Third Committee Member

Sarah Meltzoff

Abstract

Black groupers (Mycteroperca bonaci) are a critical component of coral reef ecosystems as well as South Florida fisheries. It is therefore of great concern that their essential fish habitat has not yet been fully defined. Using an interdisciplinary approach, the ecology of black groupers was characterized in the Upper Florida Keys. The first part of this study utilized acoustic telemetry. Self-contained acoustic receivers were placed in an array around Conch Reef and tracked 16 tagged black groupers for 483 days. Patterns of movement behavior and habitat usage were modeled using presence-absence data. The capture-recapture program MARK was used to estimate the model parameters. It was found that spur and groove habitat was the most frequented habitat during the study period, along with artificial reef structure. Movement behavior followed patterns according to changes in seawater temperature, as well as sunrise and sunset.

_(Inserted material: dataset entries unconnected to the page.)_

PR #1084, opened 2021-04-21
Add CANScraperCountyProviders and use for vaccine data.

mikelehen:
We are currently only ingesting provider='state' data, but Trevor wrote a Philadelphia-specific scraper (provider='county') to fix a known issue we're getting from the PA state scraped data (provider='state') for Philadelphia.

This PR makes us prefer 'county' data over 'state' where it exists.

Tested via `run.py data update` and `git difftool`.  Only Philadelphia county (and metro) vaccine data and was changed.


libs/datasets/sources/can_scraper_providers.py
```diff
@@ -3,137 +3,149 @@
...
+class CANScraperStateProviders(data_source.CanScraperBase):
+    SOURCE_TYPE = "CANScrapersStateProviders"
+
+    VARIABLES = make_scraper_variables("state")
+
+
+class CANScraperCountyProviders(data_source.CanScraperBase):
+    SOURCE_TYPE = "CANScrapersCountyProviders"
+
+    VARIABLES = make_scraper_variables("county")
```
TomGoBravo, line 151: Once upon a time I had the hope that we'll keep the list of variables here in sync with the variables available in the parquet file to reduce the chance of missed typos and accidentally dropped variables. I'd like to keep moving in that direction (in other words county and state providers have independent VARIABLES) or move towards some kind of common map from parquet file to CommonField (so the big list of all possible ScraperVariable is shared between all CanScraperBase subclasses).

mikelehen: Hrm. I'd rather not use this PR as an opportunity to do a large refactor and I don't think I see the value in duplicating the variables between the county and state providers rather than re-using them via a local helper.  Is there another option you're suggesting?

mikelehen: (in particular, there's no reason to treat state / county dashboards differently in terms of what variables they might have)

TomGoBravo: By that logic I don't think there is a reason for any CanScraperBase subclass to have different variables. Add some TODO to clean this up which we won't bother doing until something breaks :-/

TomGoBravo (approved):

libs/datasets/sources/can_scraper_providers.py
mikelehen: The distinction is that these represent local dashboards that could provide any variables, opposed to e.g. HHSHopsitalStateDataset which we want to only contain HHS hospital data but not e.g. the HHS testing data.

I did realize that renaming can_scraper_state_providers.py to can_scraper_providers.py was probably over-generalized since I guess we consider any data coming from the parquet file as "can_scraper" data, even though most of it isn't scraped per se.  So I've renamed this to can_scraper_local_dashboard_providers.py to be a bit clearer hopefully.

Also added TODO comment per your request.

PR #1085, opened 2021-04-21
Refactor drop_observations

TomGoBravo:
This PR is part of https://trello.com/c/f27O08ea/1266-make-it-possible-to-block-in-the-backend-using-the-cms

Most of these changes are done to simplify drop_observations because https://github.com/covid-projections/covid-data-model/pull/1080 uses different subsets of the code.

* changes manual_filter config to use a pydantic model instead of unstructured JSON
* replaces MultiRegionDataset.remove_regions with MultiRegionDataset.partition_by_region
* adds MultiRegionDataset.replace_timeseries_wide_dates which is used in the new manual filter code and replaces some funky use of dataclasses.replace in ca_vaccination_backfill.py
* adds RegionMask comments
* changes KnownIssue.date to a datetime instead of panda timestamp, for better compatibility with pydantic

## Tested

`/run.py data update` reproduced identical combined data.

### DIFF
--- a/libs/datasets/manual_filter.py
+++ b/libs/datasets/manual_filter.py
@@ -19,21 +19,9 @@ from libs.pipeline import RegionMaskOrRegion
 _logger = structlog.getLogger()
 
 
-# TODO(tom): Make some kind of hierarchy of class to form a schema that can be populated by a JSON.
-CONFIG = {
-    "filters": [
-        {
-            "regions_included": [RegionMask(AggregationLevel.COUNTY, states=["OK"])],
-            "regions_excluded": [Region.from_fips("40109"), Region.from_fips("40143")],
-            "observations_to_drop": {
-                "start_date": "2021-03-15",
-                "drop_fields": [CommonFields.CASES, CommonFields.DEATHS],
-                "internal_note": "https://trello.com/c/HdAKfp49/1139",
-                "public_note": "Something broke with the OK county data.",
-            },
-        },
-    ]
-}
+# The manual filter config is defined with pydantic instead of standard dataclasses to get support
+# for parsing from json, automatic conversion of fields to the expected type and fields that default
+# to None. pydantic reserves the field name 'fields'.
 
 
 class ObservationsToDrop(pydantic.BaseModel):
@@ -64,11 +52,27 @@ class Config(pydantic.BaseModel):
     filters: List[Filter]
 
 
+CONFIG = Config(
+    filters=[
+        Filter(
+            regions_included=[RegionMask(AggregationLevel.COUNTY, states=["OK"])],
+            regions_excluded=[Region.from_fips("40109"), Region.from_fips("40143")],
+            observations_to_drop=ObservationsToDrop(
+                start_date="2021-03-15",
+                drop_fields=[CommonFields.CASES, CommonFields.DEATHS],
+                internal_note="https://trello.com/c/HdAKfp49/1139",
+                public_note="Something broke with the OK county data.",
+            ),
+        )
+    ]
+)
+
+
 def _partition_by_fields(
-    dataset: timeseries.MultiRegionDataset, fields: List[CommonFields]
+    ts_in: pd.DataFrame, fields: List[CommonFields]
 ) -> Tuple[pd.DataFrame, pd.DataFrame]:
-    """Returns a tuple of the timeseries in fields and all others, in wide dates DataFrames."""
-    ts_in = dataset.timeseries_bucketed_wide_dates
+    """Partitions a DataFrame with timeseries wide dates into two: fields and others."""
+    timeseries.check_timeseries_wide_dates_structure(ts_in)
     mask_selected_fields = ts_in.index.get_level_values(PdFields.VARIABLE).isin(fields)
     ts_selected_fields = ts_in.loc[mask_selected_fields]
     ts_not_selected_fields = ts_in.loc[~mask_selected_fields]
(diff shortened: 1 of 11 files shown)


libs/datasets/manual_filter.py
```diff
@@ -10,88 +14,117 @@
...
+    timeseries.check_timeseries_wide_dates_structure(ts_in)
+    start_date = pd.to_datetime(drop_start_date)
+    obsv_selected = ts_in.loc[:, ts_in.columns >= start_date]
     mask_has_real_value_to_drop = obsv_selected.notna().any(1)
-    ts_to_filter = ts_selected_fields.loc[mask_has_real_value_to_drop]
-    ts_no_real_values_to_drop = ts_selected_fields.loc[~mask_has_real_value_to_drop]
+    ts_to_filter = ts_in.loc[mask_has_real_value_to_drop]
+    ts_no_real_values_to_drop = ts_in.loc[~mask_has_real_value_to_drop]
+    ts_filtered = ts_to_filter.loc[:, ts_to_filter.columns < start_date]
+    return ts_filtered, ts_no_real_values_to_drop
```
mikelehen, line 88: Minor but it seems like rather than partitioning the data and returning both we could just filter the data and return the result and `mask_has_real_value_to_drop`, and both this code and the calling code might be simpler.  Feel free to leave it though.

libs/datasets/manual_filter.py
```diff
@@ -10,88 +14,117 @@
...
-        new_tags.add(
-            taglib.KnownIssue(date=drop_start_date, disclaimer=config["public_note"]),
-            location_id=location_id,
-            variable=variable,
-            bucket=bucket,
-        )
+def drop_observations(
+    dataset: timeseries.MultiRegionDataset, filter_: Filter
+) -> timeseries.MultiRegionDataset:
+    """Drops observations according to `config` from every region in `dataset`."""
```
mikelehen, line 94: `config` => `filter`

libs/pipeline.py
```diff
@@ -183,7 +183,11 @@ def get_state_region(self) -> "Region":
 @final
 @dataclass(frozen=True)
 class RegionMask:
+    """Represents attributes which may be used to select a subset of regions."""
+
+    # A level (county, state, ...) OR None to select regions ignoring their level.
```
mikelehen, line 188: Thanks!

tests/libs/datasets/manual_filter_test.py
```diff
@@ -11,34 +12,36 @@
...
+                "regions_included": [RegionMask(AggregationLevel.COUNTY, states=["OK"])],
+                "regions_excluded": [Region.from_fips("40109"), Region.from_fips("40143")],
                 "start_date": "2021-03-15",
-                "field_group": FieldGroup.CASES_DEATHS,
+                "fields_included": common_fields.FIELD_GROUP_TO_LIST_FIELDS[
+                    FieldGroup.CASES_DEATHS
+                ],
                 "internal_note": "https://trello.com/c/HdAKfp49/1139",
                 "public_note": "Something broke with the OK county data.",
+                "action": manual_filter.Action.DROP_OBSERVATIONS,
```
mikelehen, line 40: Should have an ANNOTATE test if we're implementing it...

libs/datasets/manual_filter.py
```diff
@@ -10,88 +14,117 @@
...
+# dreaded "TypeError: non-default argument ...". pydantic reserves the field name 'fields'.
 
 
-def drop_observations(
-    dataset: timeseries.MultiRegionDataset, config
-) -> timeseries.MultiRegionDataset:
-    """Drops observations according to `config` from every region in dataset."""
-    drop_start_date = pd.to_datetime(config["start_date"])
+class Action(enum.Enum):
+    DROP_OBSERVATIONS = enum.auto()
```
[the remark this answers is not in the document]
mikelehen: Oh, actually... it looks like ANNOTATE isn't used or implemented...  Is that an oversight or a TODO?

mikelehen (approved):
LGTM except ANNOTATE seems to be unimplemented.

libs/datasets/manual_filter.py
```diff
@@ -10,88 +14,117 @@
...
+CONFIG = Config(
+    filters=[
+        Filter(
+            regions_included=[RegionMask(AggregationLevel.COUNTY, states=["OK"])],
+            regions_excluded=[Region.from_fips("40109"), Region.from_fips("40143")],
+            fields_included=[CommonFields.CASES, CommonFields.DEATHS],
+            action=Action.DROP_OBSERVATIONS,
+            start_date="2021-03-15",
+            internal_note="https://trello.com/c/HdAKfp49/1139",
+            public_note="Something broke with the OK county data.",
```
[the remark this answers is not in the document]
TomGoBravo: Done in https://github.com/covid-projections/covid-data-model/pull/1086

libs/datasets/manual_filter.py
mikelehen: Okay, feel free to ignore.  I was basically reacting to the fact that we have code that goes out of its way to split the data apart and then the calling code just immediately puts them back together.  So returning a tuple of essentially {filtered result, affected rows} seemed simpler, but I may be missing something and don't care strongly.  🚢  it!

libs/datasets/manual_filter.py
```diff
@@ -10,88 +14,117 @@
...
+
+
+class Filter(pydantic.BaseModel):
+    regions_included: List[RegionMaskOrRegion]
+    regions_excluded: Optional[List[RegionMaskOrRegion]] = None
+    fields_included: List[CommonFields]
+    action: Action
+    start_date: Optional[datetime.date] = None
+    internal_note: str
+    public_note: str
```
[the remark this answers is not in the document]
TomGoBravo: I think we still want the annotation for internal tracking, but the public note could be "". Added comment.

libs/datasets/manual_filter.py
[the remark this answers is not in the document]
TomGoBravo: Changed to boolean "drop_observations" in the filter. Support for drop_observations: False is in https://github.com/covid-projections/covid-data-model/pull/1080

PR #1087, opened 2021-04-22
move vaccine_backfills.derive_vaccine_pct from api to combined data

TomGoBravo:

### Please Check
- [ ] Are tests passing?

### DIFF
--- a/cli/data.py
+++ b/cli/data.py
@@ -164,6 +164,8 @@ def update(aggregate_to_country: bool, state: Optional[str], fips: Optional[str]
         multiregion_dataset = multiregion_dataset.append_regions(country_dataset)
         multiregion_dataset.print_stats("aggregate_to_country")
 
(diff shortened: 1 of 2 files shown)


TomGoBravo:
[Make our vaccine backfill code smarter about how up-to-date the data is.](https://trello.com/c/tNlZtGp6/1279-make-our-vaccine-backfill-code-smarter-about-how-up-to-date-the-data-is)

mikelehen (approved):
I'm fine with this, but I could see the argument that we want `data update` to just pull / merge data from our data sources and then the rest of the pipeline to do interesting calculations (like infer one column from another column) but I'm sure we don't have a strict distinction there so this seems fine.  As you've pointed out before, it's a bit arbitrary what we do before / after the combined dataset update.

ghop02:
Yeah I think that's the similar tension - I think it's originally separated because the api generation calculated the "metrics" of which vaccine ratios were one of them.  However, since we scrape it from sources it's a bit blurrier.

The second part of the study used anthropological methods based on political ecology to investigate the interactions of the black grouper population of the Upper Keys with the human residents and visitors to the area. In-depth life and work histories were conducted with stakeholders to determine the stakeholder groups involved in the political ecology of this natural resource. Seven stakeholder groups and eight subgroups interviewed over a three-month period. Paradoxically, black groupers remain a part of Upper Florida Keys culture, and demand for them has lead to increased rates of imports from other countries and fish fraud still prevails. Conducting ecological research along side an anthropological study proved to be key for obtaining a full overview of the ecology of black groupers. The study of stakeholder local knowledge can provide important information for telemetry studies, as well as inform resource managers seeking to establish enforceable regulations. The synthesis of this study showed that spatial management would be an appropriate tool for protecting black groupers juveniles, given their strong site fidelity.